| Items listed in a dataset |
'''
PR #957, opened 2020-06-30
Add support for Apache Spark 2.3.x

maziyarpanahi:
- [x] Allow compile/build/assembly with JVM option '-Dis_spark23=true`
- [x] Add Travis tests for Apache Spark 2.3 as well as Apache Spark 2.4
- [x] Adjust SparkNLP.start() and sparknlp.start() to accept `spark23` parameters to pull the appropriate artifacts for Apache Spark 2.3.x from Maven
- [x] Change ResourceDownloader and metadata.json o support multiple major versions


maziyarpanahi:
@saif-ellafi changing [2,4] to [2] in metadata.json doesn't seem to work in Apache Spark 2.3.x, have we changed the logic in ResourceDownloader to also check the second value in addition to the major version?

rohit-nlp:
changed the spark start functions a bit to change version only once instead of multiple times

rohit-nlp:
@maziyarpanahi changing to 2,3 should work too for 2,3,* and 2,4,* at least for version compatibility test..
assert(Version.isCompatible(Version(2,3,4), Version(2,3))) ==> True
assert(Version.isCompatible(Version(2,4,4), Version(2,3))) ==> True
assert(Version.isCompatible(Version(2,3,4), Version(2))) ==> True
assert(Version.isCompatible(Version(2,4,4), Version(2))) ==> True

maziyarpanahi:
> @maziyarpanahi changing to 2,3 should work too for 2,3,* and 2,4,* at least for version compatibility test..
> assert(Version.isCompatible(Version(2,3,4), Version(2,3))) ==> True
> assert(Version.isCompatible(Version(2,4,4), Version(2,3))) ==> True
> assert(Version.isCompatible(Version(2,3,4), Version(2))) ==> True
> assert(Version.isCompatible(Version(2,4,4), Version(2))) ==> True

That's very interesting! So we can interpret the Version as the minimum required/compatible Apache Spark major release? Like saying (2,3) means it works with 2,3 and 2,4. Out of curiosity, what if the user's Apache Spark is (2,5) or (3,0)?

Another question, when I do change the Version in metadata.json for a model to `"sparkVersion":{"parts":[2]}` it doesn't download it in Apache Spark 2.3.x, is that normal?

rohit-nlp:
> > @maziyarpanahi changing to 2,3 should work too for 2,3,* and 2,4,* at least for version compatibility test..
> > assert(Version.isCompatible(Version(2,3,4), Version(2,3))) ==> True
> > assert(Version.isCompatible(Version(2,4,4), Version(2,3))) ==> True
> > assert(Version.isCompatible(Version(2,3,4), Version(2))) ==> True
> > assert(Version.isCompatible(Version(2,4,4), Version(2))) ==> True
> 
> That's very interesting! So we can interpret the Version as the minimum required/compatible Apache Spark major release? Like saying (2,3) means it works with 2,3 and 2,4. Out of curiosity, what if the user's Apache Spark is (2,5) or (3,0)?
> 
> Another question, when I do change the Version in metadata.json for a model to `"sparkVersion":{"parts":[2]}` it doesn't download it in Apache Spark 2.3.x, is that normal?

[2,3] will work for [2,4,*] [2,5,*] but not for 3

rohit-nlp:
Just changing meta data wont work need to change the zip file names too

rohit-nlp:
Ok so if we want to support pre-trained models currently tagged for 2.4 to work also for 2.3 there are two approaches. Both will require metadata changes

1. Approach 1: in metadata.json update spark version to [2,3] so that it will work for 2.4 as well and add a new tag as file name with the name of the zip file. Now the resource downloader will use the filename in the metadata json to look up for file if compatibility is found instead of constructing the path based on name, lib version, spark version, timestamp as done now. Changes required: Metadata.json, ResourceDownloader code and one-time script to update the metadata of all the files.

2. Approach 2: in metadata.json update spark version to [2,3] so that it will work for 2.4  and rename all the files to be _2_3 instead of _2_4. This can be done using a simple python script. 

@maziyarpanahi @saif-ellafi  vote?

maziyarpanahi:
> Ok so if we want to support pre-trained models currently tagged for 2.4 to work also for 2.3 there are two approaches. Both will require metadata changes
> 
> 1. Approach 1: in metadata.json update spark version to [2,3] so that it will work for 2.4 as well and add a new tag as file name with the name of the zip file. Now the resource downloader will use the filename in the metadata json to look up for file if compatibility is found instead of constructing the path based on name, lib version, spark version, timestamp as done now. Changes required: Metadata.json, ResourceDownloader code and one-time script to update the metadata of all the files.
> 2. Approach 2: in metadata.json update spark version to [2,3] so that it will work for 2.4  and rename all the files to be _2_3 instead of _2_4. This can be done using a simple python script.
> 
> @maziyarpanahi @saif-ellafi vote?

@rohit-nlp @saif-ellafi Which option leaves us with enough flexibility to anticipate the upcoming Scala 2.12 and Apache Spark 3.0 (knowing the models for these two won't work on 2.3 and 2.4)?

rohit-nlp:
> > Ok so if we want to support pre-trained models currently tagged for 2.4 to work also for 2.3 there are two approaches. Both will require metadata changes
> > 
> > 1. Approach 1: in metadata.json update spark version to [2,3] so that it will work for 2.4 as well and add a new tag as file name with the name of the zip file. Now the resource downloader will use the filename in the metadata json to look up for file if compatibility is found instead of constructing the path based on name, lib version, spark version, timestamp as done now. Changes required: Metadata.json, ResourceDownloader code and one-time script to update the metadata of all the files.
> > 2. Approach 2: in metadata.json update spark version to [2,3] so that it will work for 2.4  and rename all the files to be _2_3 instead of _2_4. This can be done using a simple python script.
> > 
> > @maziyarpanahi @saif-ellafi vote?
> 
> @rohit-nlp @saif-ellafi Which option leaves us with enough flexibility to anticipate the upcoming Scala 2.12 and Apache Spark 3.0 (knowing the models for these two won't work on 2.3 and 2.4)?

a model tagged as 2,3 will pass version compatibility with 2,4,* but will not (and should not) pass compatibility check with 3.*

for scala its a good point currently we check the compatibility of spark version, spark-nlp lib version but not scala version we should put it in metadata too if for spark 2,4 we are planning to support both scala 2.11 and scala 2,12

maziyarpanahi:
> > > Ok so if we want to support pre-trained models currently tagged for 2.4 to work also for 2.3 there are two approaches. Both will require metadata changes
> > > 
> > > 1. Approach 1: in metadata.json update spark version to [2,3] so that it will work for 2.4 as well and add a new tag as file name with the name of the zip file. Now the resource downloader will use the filename in the metadata json to look up for file if compatibility is found instead of constructing the path based on name, lib version, spark version, timestamp as done now. Changes required: Metadata.json, ResourceDownloader code and one-time script to update the metadata of all the files.
> > > 2. Approach 2: in metadata.json update spark version to [2,3] so that it will work for 2.4  and rename all the files to be _2_3 instead of _2_4. This can be done using a simple python script.
> > > 
> > > @maziyarpanahi @saif-ellafi vote?
> > 
> > 
> > @rohit-nlp @saif-ellafi Which option leaves us with enough flexibility to anticipate the upcoming Scala 2.12 and Apache Spark 3.0 (knowing the models for these two won't work on 2.3 and 2.4)?
> 
> a model tagged as 2,3 will pass version compatibility with 2,4,* but will not (and should not) pass compatibility check with 3.*
> 
> for scala its a good point currently we check the compatibility of spark version, spark-nlp lib version but not scala version we should put it in metadata too if for spark 2,4 we are planning to support both scala 2.11 and scala 2,12 or we retrain models for spark 2_4 with scala 2_12 and upload them as model_name_212 for spark version 2_4 as spark 2.4 is the only version which supports both scala 211 and 212

We can support Scala 2.12 only for Apache Spark 3.x which is the only possibility and that way we don't have to incorporate the Scala version in our logic. The 2,3 and 2,4 are in Scala 2.11 and they are cross-compatible so we are good there, and Spark 3,x will not be used in 2,x anyway so we are good there.

I think option number one which doesn't require renaming (re-uploading) is the best option. (anything that doesn't require renaming/reuploading 160 models, the code and metadata changes are easy)

rohit-nlp:
@maziyarpanahi ok let me do this change in this same branch then and I will commit it soon (1-2 days max) will that be ok with our next minor release plan?

maziyarpanahi:
> @maziyarpanahi ok let me do this change in this same branch then and I will commit it soon (1-2 days max) will that be ok with our next minor release plan?

Yes, that would be perfect! I want to release it so we can do more tests before officially saying we fully support 2.3 as well as 2.4.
'''
Word for word, give back all the lines above.

| Response to the exercise |
PR #957, opened 2020-06-30
Add support for Apache Spark 2.3.x

maziyarpanahi:
- [x] Allow compile/build/assembly with JVM option '-Dis_spark23=true`
- [x] Add Travis tests for Apache Spark 2.3 as well as Apache Spark 2.4
- [x] Adjust SparkNLP.start() and sparknlp.start() to accept `spark23` parameters to pull the appropriate artifacts for Apache Spark 2.3.x from Maven
- [x] Change ResourceDownloader and metadata.json o support multiple major versions


maziyarpanahi:
@saif-ellafi changing [2,4] to [2] in metadata.json doesn't seem to work in Apache Spark 2.3.x, have we changed the logic in ResourceDownloader to also check the second value in addition to the major version?

rohit-nlp:
changed the spark start functions a bit to change version only once instead of multiple times

rohit-nlp:
@maziyarpanahi changing to 2,3 should work too for 2,3,* and 2,4,* at least for version compatibility test..
assert(Version.isCompatible(Version(2,3,4), Version(2,3))) ==> True
assert(Version.isCompatible(Version(2,4,4), Version(2,3))) ==> True
assert(Version.isCompatible(Version(2,3,4), Version(2))) ==> True
assert(Version.isCompatible(Version(2,4,4), Version(2))) ==> True

maziyarpanahi:
> @maziyarpanahi changing to 2,3 should work too for 2,3,* and 2,4,* at least for version compatibility test..
> assert(Version.isCompatible(Version(2,3,4), Version(2,3))) ==> True
> assert(Version.isCompatible(Version(2,4,4), Version(2,3))) ==> True
> assert(Version.isCompatible(Version(2,3,4), Version(2))) ==> True
> assert(Version.isCompatible(Version(2,4,4), Version(2))) ==> True

That's very interesting! So we can interpret the Version as the minimum required/compatible Apache Spark major release? Like saying (2,3) means it works with 2,3 and 2,4. Out of curiosity, what if the user's Apache Spark is (2,5) or (3,0)?

Another question, when I do change the Version in metadata.json for a model to `"sparkVersion":{"parts":[2]}` it doesn't download it in Apache Spark 2.3.x, is that normal?

rohit-nlp:
> > @maziyarpanahi changing to 2,3 should work too for 2,3,* and 2,4,* at least for version compatibility test..
> > assert(Version.isCompatible(Version(2,3,4), Version(2,3))) ==> True
> > assert(Version.isCompatible(Version(2,4,4), Version(2,3))) ==> True
> > assert(Version.isCompatible(Version(2,3,4), Version(2))) ==> True
> > assert(Version.isCompatible(Version(2,4,4), Version(2))) ==> True
> 
> That's very interesting! So we can interpret the Version as the minimum required/compatible Apache Spark major release? Like saying (2,3) means it works with 2,3 and 2,4. Out of curiosity, what if the user's Apache Spark is (2,5) or (3,0)?
> 
> Another question, when I do change the Version in metadata.json for a model to `"sparkVersion":{"parts":[2]}` it doesn't download it in Apache Spark 2.3.x, is that normal?

[2,3] will work for [2,4,*] [2,5,*] but not for 3

rohit-nlp:
Just changing meta data wont work need to change the zip file names too

rohit-nlp:
Ok so if we want to support pre-trained models currently tagged for 2.4 to work also for 2.3 there are two approaches. Both will require metadata changes

1. Approach 1: in metadata.json update spark version to [2,3] so that it will work for 2.4 as well and add a new tag as file name with the name of the zip file. Now the resource downloader will use the filename in the metadata json to look up for file if compatibility is found instead of constructing the path based on name, lib version, spark version, timestamp as done now. Changes required: Metadata.json, ResourceDownloader code and one-time script to update the metadata of all the files.

2. Approach 2: in metadata.json update spark version to [2,3] so that it will work for 2.4  and rename all the files to be _2_3 instead of _2_4. This can be done using a simple python script. 

@maziyarpanahi @saif-ellafi  vote?

maziyarpanahi:
> Ok so if we want to support pre-trained models currently tagged for 2.4 to work also for 2.3 there are two approaches. Both will require metadata changes
> 
> 1. Approach 1: in metadata.json update spark version to [2,3] so that it will work for 2.4 as well and add a new tag as file name with the name of the zip file. Now the resource downloader will use the filename in the metadata json to look up for file if compatibility is found instead of constructing the path based on name, lib version, spark version, timestamp as done now. Changes required: Metadata.json, ResourceDownloader code and one-time script to update the metadata of all the files.
> 2. Approach 2: in metadata.json update spark version to [2,3] so that it will work for 2.4  and rename all the files to be _2_3 instead of _2_4. This can be done using a simple python script.
> 
> @maziyarpanahi @saif-ellafi vote?

@rohit-nlp @saif-ellafi Which option leaves us with enough flexibility to anticipate the upcoming Scala 2.12 and Apache Spark 3.0 (knowing the models for these two won't work on 2.3 and 2.4)?

rohit-nlp:
> > Ok so if we want to support pre-trained models currently tagged for 2.4 to work also for 2.3 there are two approaches. Both will require metadata changes
> > 
> > 1. Approach 1: in metadata.json update spark version to [2,3] so that it will work for 2.4 as well and add a new tag as file name with the name of the zip file. Now the resource downloader will use the filename in the metadata json to look up for file if compatibility is found instead of constructing the path based on name, lib version, spark version, timestamp as done now. Changes required: Metadata.json, ResourceDownloader code and one-time script to update the metadata of all the files.
> > 2. Approach 2: in metadata.json update spark version to [2,3] so that it will work for 2.4  and rename all the files to be _2_3 instead of _2_4. This can be done using a simple python script.
> > 
> > @maziyarpanahi @saif-ellafi vote?
> 
> @rohit-nlp @saif-ellafi Which option leaves us with enough flexibility to anticipate the upcoming Scala 2.12 and Apache Spark 3.0 (knowing the models for these two won't work on 2.3 and 2.4)?

a model tagged as 2,3 will pass version compatibility with 2,4,* but will not (and should not) pass compatibility check with 3.*

for scala its a good point currently we check the compatibility of spark version, spark-nlp lib version but not scala version we should put it in metadata too if for spark 2,4 we are planning to support both scala 2.11 and scala 2,12

maziyarpanahi:
> > > Ok so if we want to support pre-trained models currently tagged for 2.4 to work also for 2.3 there are two approaches. Both will require metadata changes
> > > 
> > > 1. Approach 1: in metadata.json update spark version to [2,3] so that it will work for 2.4 as well and add a new tag as file name with the name of the zip file. Now the resource downloader will use the filename in the metadata json to look up for file if compatibility is found instead of constructing the path based on name, lib version, spark version, timestamp as done now. Changes required: Metadata.json, ResourceDownloader code and one-time script to update the metadata of all the files.
> > > 2. Approach 2: in metadata.json update spark version to [2,3] so that it will work for 2.4  and rename all the files to be _2_3 instead of _2_4. This can be done using a simple python script.
> > > 
> > > @maziyarpanahi @saif-ellafi vote?
> > 
> > 
> > @rohit-nlp @saif-ellafi Which option leaves us with enough flexibility to anticipate the upcoming Scala 2.12 and Apache Spark 3.0 (knowing the models for these two won't work on 2.3 and 2.4)?
> 
> a model tagged as 2,3 will pass version compatibility with 2,4,* but will not (and should not) pass compatibility check with 3.*
> 
> for scala its a good point currently we check the compatibility of spark version, spark-nlp lib version but not scala version we should put it in metadata too if for spark 2,4 we are planning to support both scala 2.11 and scala 2,12 or we retrain models for spark 2_4 with scala 2_12 and upload them as model_name_212 for spark version 2_4 as spark 2.4 is the only version which supports both scala 211 and 212

We can support Scala 2.12 only for Apache Spark 3.x which is the only possibility and that way we don't have to incorporate the Scala version in our logic. The 2,3 and 2,4 are in Scala 2.11 and they are cross-compatible so we are good there, and Spark 3,x will not be used in 2,x anyway so we are good there.

I think option number one which doesn't require renaming (re-uploading) is the best option. (anything that doesn't require renaming/reuploading 160 models, the code and metadata changes are easy)

rohit-nlp:
@maziyarpanahi ok let me do this change in this same branch then and I will commit it soon (1-2 days max) will that be ok with our next minor release plan?

maziyarpanahi:
> @maziyarpanahi ok let me do this change in this same branch then and I will commit it soon (1-2 days max) will that be ok with our next minor release plan?

Yes, that would be perfect! I want to release it so we can do more tests before officially saying we fully support 2.3 as well as 2.4.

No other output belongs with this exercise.